▸ What to produce
Your response should consist of every entry, unchanged.

▸ Given records
━━━━━━━━
Issue #635, opened 2023-03-31
[BUG] Use a custom redis client that will panic if redis close


shuqingzai:
**Describe the bug**
If you implement the `asynq.RedisConnOpt` interface and provide a custom redis client, `Ctrl + C` stops the `asynq.Server` and `asynq.Subscriber` panics

**To Reproduce**
Steps to reproduce the behavior (Code snippets if applicable):
1. Implement the `asynq.RedisConnOpt` interface and provide a custom redis client
2. Instantiate `asynq.Server` and set up a custom redis client
3. Start the Server
4. Stop custom redis client and `asynq.RedisConnOpt` return nil
5. Ctrl + C stops the Server,  `asynq.Subscriber` panics

**Expected behavior**

**Can support custom providing redis client instead of panic**

Because asynq will start multiple redis clients, and redis will also be used in my project, I hope that only one redis client can be instantiated for unified management and reuse clients

**Screenshots**

1. my redis client
> Implement the asynq.RedisConnOpt interface
>

![image](https://user-images.githubusercontent.com/44406033/229015867-ebd7ca78-4f14-4e25-a636-96723f80edef.png)

stop custom redis client  will return nil

3. `asynq.Subscriber` panics
![image](https://user-images.githubusercontent.com/44406033/229016233-9ebc1786-9358-482d-a861-f1551ee53c82.png)

![image](https://user-images.githubusercontent.com/44406033/229017169-cfcc376e-b364-46cf-a530-98207472156b.png)

Because `my redis client` returns nil ??

**Environment (please complete the following information):**
 - OS: [e.g. MacOS, Linux]
 ```shell
MacOS
```
 - Version of `asynq` package [e.g. v1.0.0]
 ```shell
v0.24.0
```

**Additional context**

bfwbbrj:
@shuqingzai My guess would be the [msg](https://github.com/hibiken/asynq/blob/cc777ebdaa62b69bd6e985fa97117b854e7d1cd6/subscriber.go#L83) is nil. And this is related to to the pubsub returned by your custom redis's [Subscribe](https://github.com/hibiken/asynq/blob/cc777ebdaa62b69bd6e985fa97117b854e7d1cd6/internal/rdb/rdb.go#L1451). Since I have no idea which lib you are using, you probably need to check your lib's implementation.

shuqingzai:
[...]

PR #638, opened 2023-04-06
fix: fix panic when redis client closed before server closed

bfwbbrj:
As mentioned in #635 , closing the redis client before shut down asynq will cause panic in [subscriber](https://github.com/hibiken/asynq/blob/cc777ebdaa62b69bd6e985fa97117b854e7d1cd6/subscriber.go#L83)

### DIFF
--- a/subscriber.go
+++ b/subscriber.go
@@ -46,7 +46,7 @@ func newSubscriber(params subscriberParams) *subscriber {
 func (s *subscriber) shutdown() {
 	s.logger.Debug("Subscriber shutting down...")
 	// Signal the subscriber goroutine to stop.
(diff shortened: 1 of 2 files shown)


bfwbbrj:
@hibiken

davidsamblas (approved):

kamikazechaser:
Related to merged change #742.

kamikazechaser:
If the new API (NewClientFromRedisClient) is used, then attempting to close the client through asynq will return an error https://github.com/hibiken/asynq/blob/master/client.go#L321.

A warning has also been added to guide users on this change. I would recommend moving to the new API and handling the closing on your own.

For now, I will close this PR.

Issue #447, opened 2022-05-04
[FEATURE REQUEST] Expose an option to change standard cron parser for a scheduler


SergeyNSW:
**Is your feature request related to a problem? Please describe.**
I'd like to have an ability to run a job every N seconds, the cron package used behind the scene allows to have extended (with seconds) or custom schedule parser, but the async uses default one.
**Describe the solution you'd like**
Is it possible to extend the asynq.SchedulerOpts so that it would accept custom cron.ScheduleParser and pass it as an option to the cron instance?
Thanks

hibiken:
Upon looking, it seems like spec like `"@every 30s"` works without a custom schedule parser. Does that work for you?

SergeyNSW:
yes, it works for me, thanks

acaloiaro:
Hi @hibiken -- I know this issue is closed, but I think it might be worth considering a different option, which some users might find less surprising:

In `scheduler.go`

```go
- cron: cron.New(cron.WithLocation(loc)),
+ cron: cron.New(cron.WithLocation(loc), cron.WithSeconds()),
``` 

Which allows users to supply their cronspecs with the full six fields `* * * * * *`

PR #644, opened 2023-04-12
Support cronspec seconds field

acaloiaro:
This is related to #447 

As a user it can be surprising to discover how to specify asynq tasks with second-level resolution.

This extends the cronspec parser to support the seconds field. Currently, cronspecs must be specified with the `@every Xs` format when they're to be run more frequently than every minute. 

This PR permits the 6th cronspec field (seconds) to be used when specifying periodic asynq tasks. 

E.g.

`@every 1s` -> `* * * * * *`
`@every 30s` -> `*/30 * * * * *`


acaloiaro:
Stale

acaloiaro:
Stale.

PR #657, opened 2023-05-10
Include registration error in the log

khash:
If registration fails, the error is not logged which includes useful information


kamikazechaser:
@khash Are you able to update this PR?

khash:
@kamikazechaser done

kamikazechaser:
@khash See my comment on the review.

khash:
> @khash See my comment on the review.

I'm sorry but I don't see any PR reviews or file comment on this.

kamikazechaser:
Undo this removal:

`s.logger.Debugf("Writing entries %v", entries)`

khash:
> Undo this removal:
> 
> `s.logger.Debugf("Writing entries %v", entries)`

As per the commit message, this log fires every 5 seconds and fills up a lot of the logs with the same message. what value does this add at this frequency?

kamikazechaser:
It is for whoever wants to run the library with **debug** mode. We generally don't remove anything from this library unless there is a very good reason to do so.

khash:
> It is for whoever wants to run the library with **debug** mode. We generally don't remove anything from this library unless there is a very good reason to do so.

While I agree that this is a debug message, I also know that this library is not the only thing that runs in my application. As such, logging the entire payload of a job, every 5 seconds, when there are many other application logs, make debugging very difficult exactly at the time you'd want to look at the flow of a payload of a job from the framework into the job itself. 

I always use **trace** for that purpose not debug, but if the used library in asynq does't support a lower level of logging than debug, I would suggest logging only once of every few times.

If you feel strongly about this issue, feel free to dismiss the PR, I'll continue using the patched version.

PR #667, opened 2023-06-07
Adds Mongo broker

vladfr:
Adds support for Mongo as a broker with support for enqueue, dequeue, schedules, retries and retention; task cleanup via ttl indexes.

This is a draft to see if there's any interest. It's also waiting for #577.


kamikazechaser:
> PS: Current codebase doesn't work.

Yeah this is about it. Even using certain redis forks/compat layers may not work with this library.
━━━━━━━━
▸ Task answer
Issue #635, opened 2023-03-31
[BUG] Use a custom redis client that will panic if redis close


shuqingzai:
**Describe the bug**
If you implement the `asynq.RedisConnOpt` interface and provide a custom redis client, `Ctrl + C` stops the `asynq.Server` and `asynq.Subscriber` panics

**To Reproduce**
Steps to reproduce the behavior (Code snippets if applicable):
1. Implement the `asynq.RedisConnOpt` interface and provide a custom redis client
2. Instantiate `asynq.Server` and set up a custom redis client
3. Start the Server
4. Stop custom redis client and `asynq.RedisConnOpt` return nil
5. Ctrl + C stops the Server,  `asynq.Subscriber` panics

**Expected behavior**

**Can support custom providing redis client instead of panic**

Because asynq will start multiple redis clients, and redis will also be used in my project, I hope that only one redis client can be instantiated for unified management and reuse clients

**Screenshots**

1. my redis client
> Implement the asynq.RedisConnOpt interface
>

![image](https://user-images.githubusercontent.com/44406033/229015867-ebd7ca78-4f14-4e25-a636-96723f80edef.png)

stop custom redis client  will return nil

3. `asynq.Subscriber` panics
![image](https://user-images.githubusercontent.com/44406033/229016233-9ebc1786-9358-482d-a861-f1551ee53c82.png)

![image](https://user-images.githubusercontent.com/44406033/229017169-cfcc376e-b364-46cf-a530-98207472156b.png)

Because `my redis client` returns nil ??

**Environment (please complete the following information):**
 - OS: [e.g. MacOS, Linux]
 ```shell
MacOS
```
 - Version of `asynq` package [e.g. v1.0.0]
 ```shell
v0.24.0
```

**Additional context**

bfwbbrj:
@shuqingzai My guess would be the [msg](https://github.com/hibiken/asynq/blob/cc777ebdaa62b69bd6e985fa97117b854e7d1cd6/subscriber.go#L83) is nil. And this is related to to the pubsub returned by your custom redis's [Subscribe](https://github.com/hibiken/asynq/blob/cc777ebdaa62b69bd6e985fa97117b854e7d1cd6/internal/rdb/rdb.go#L1451). Since I have no idea which lib you are using, you probably need to check your lib's implementation.

shuqingzai:
[...]

PR #638, opened 2023-04-06
fix: fix panic when redis client closed before server closed

bfwbbrj:
As mentioned in #635 , closing the redis client before shut down asynq will cause panic in [subscriber](https://github.com/hibiken/asynq/blob/cc777ebdaa62b69bd6e985fa97117b854e7d1cd6/subscriber.go#L83)

### DIFF
--- a/subscriber.go
+++ b/subscriber.go
@@ -46,7 +46,7 @@ func newSubscriber(params subscriberParams) *subscriber {
 func (s *subscriber) shutdown() {
 	s.logger.Debug("Subscriber shutting down...")
 	// Signal the subscriber goroutine to stop.
(diff shortened: 1 of 2 files shown)


bfwbbrj:
@hibiken

davidsamblas (approved):

kamikazechaser:
Related to merged change #742.

kamikazechaser:
If the new API (NewClientFromRedisClient) is used, then attempting to close the client through asynq will return an error https://github.com/hibiken/asynq/blob/master/client.go#L321.

A warning has also been added to guide users on this change. I would recommend moving to the new API and handling the closing on your own.

For now, I will close this PR.

Issue #447, opened 2022-05-04
[FEATURE REQUEST] Expose an option to change standard cron parser for a scheduler


SergeyNSW:
**Is your feature request related to a problem? Please describe.**
I'd like to have an ability to run a job every N seconds, the cron package used behind the scene allows to have extended (with seconds) or custom schedule parser, but the async uses default one.
**Describe the solution you'd like**
Is it possible to extend the asynq.SchedulerOpts so that it would accept custom cron.ScheduleParser and pass it as an option to the cron instance?
Thanks

hibiken:
Upon looking, it seems like spec like `"@every 30s"` works without a custom schedule parser. Does that work for you?

SergeyNSW:
yes, it works for me, thanks

acaloiaro:
Hi @hibiken -- I know this issue is closed, but I think it might be worth considering a different option, which some users might find less surprising:

In `scheduler.go`

```go
- cron: cron.New(cron.WithLocation(loc)),
+ cron: cron.New(cron.WithLocation(loc), cron.WithSeconds()),
``` 

Which allows users to supply their cronspecs with the full six fields `* * * * * *`

PR #644, opened 2023-04-12
Support cronspec seconds field

acaloiaro:
This is related to #447 

As a user it can be surprising to discover how to specify asynq tasks with second-level resolution.

This extends the cronspec parser to support the seconds field. Currently, cronspecs must be specified with the `@every Xs` format when they're to be run more frequently than every minute. 

This PR permits the 6th cronspec field (seconds) to be used when specifying periodic asynq tasks. 

E.g.

`@every 1s` -> `* * * * * *`
`@every 30s` -> `*/30 * * * * *`


acaloiaro:
Stale

acaloiaro:
Stale.

PR #657, opened 2023-05-10
Include registration error in the log

khash:
If registration fails, the error is not logged which includes useful information


kamikazechaser:
@khash Are you able to update this PR?

khash:
@kamikazechaser done

kamikazechaser:
@khash See my comment on the review.

khash:
> @khash See my comment on the review.

I'm sorry but I don't see any PR reviews or file comment on this.

kamikazechaser:
Undo this removal:

`s.logger.Debugf("Writing entries %v", entries)`

khash:
> Undo this removal:
> 
> `s.logger.Debugf("Writing entries %v", entries)`

As per the commit message, this log fires every 5 seconds and fills up a lot of the logs with the same message. what value does this add at this frequency?

kamikazechaser:
It is for whoever wants to run the library with **debug** mode. We generally don't remove anything from this library unless there is a very good reason to do so.

khash:
> It is for whoever wants to run the library with **debug** mode. We generally don't remove anything from this library unless there is a very good reason to do so.

While I agree that this is a debug message, I also know that this library is not the only thing that runs in my application. As such, logging the entire payload of a job, every 5 seconds, when there are many other application logs, make debugging very difficult exactly at the time you'd want to look at the flow of a payload of a job from the framework into the job itself. 

I always use **trace** for that purpose not debug, but if the used library in asynq does't support a lower level of logging than debug, I would suggest logging only once of every few times.

If you feel strongly about this issue, feel free to dismiss the PR, I'll continue using the patched version.

PR #667, opened 2023-06-07
Adds Mongo broker

vladfr:
Adds support for Mongo as a broker with support for enqueue, dequeue, schedules, retries and retention; task cleanup via ttl indexes.

This is a draft to see if there's any interest. It's also waiting for #577.


kamikazechaser:
> PS: Current codebase doesn't work.

Yeah this is about it. Even using certain redis forks/compat layers may not work with this library.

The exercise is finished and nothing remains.